In the autumn of 1913, Nilsen and the Frams crew returned to Buenos Aires, because now the plan for the Fram was to be the first ship through the new Panama Canal. Nilsen took over command on 3 October in Colón, where they remained for two months while the canal was to be completed. When that did not happen, it was decided to tow the Fram around South America. On 25 March 1914, they had come no further than Montevideo. Conditions on board had become very difficult after the long stay in warm waters. Both the ship and the provisions were attacked by land, and the prospect of a long voyage in the Arctic was poor. The Fram was ordered back to Norway and arrived in Horten in the midsummer of 1914.

Nilsen served as torpedo boat commander in neutrality service during the war 1914–18 and was then appointed adjutant at the 2nd Naval District Command in Kristiansand. In 1918 he married Frida Lem from Selje, and two years later he took the dispatch exam. The couple moved to Buenos Aires for well over 1920, after Nilsen had been offered a position in the company “John M. Bugge Assuranse- og Dispachørforretning” as a casualty agent for Nordic companies. The two had talked about this already in 1915, and Nilsen took over the company after Bugge's death.

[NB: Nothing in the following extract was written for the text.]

Issue #1934, opened 2017-06-01
BiG CZ details view


kdeloach:
Clicking on search results should open a details view. The main difference between the list view and the details view is the expanded "description" section and download buttons.

Other details:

Thorvald Nilsen became a held member of the Scandinavian colony in Buenos Aires and was chairman of the Norwegian La Plata Society 1925–27. For his efforts during the Antarctic expedition, he was appointed a knight of the 1st class of the Order of St. Olav in 1913, and he was a knight of the French Legion of Honor. He loved Norway and visited his homeland often before he died in Buenos Aires in 1940.

==In popular culture==
Nilsen was portrayed by Nils Ole Oftebro in the 1985 Central Television serial The Last Place on Earth.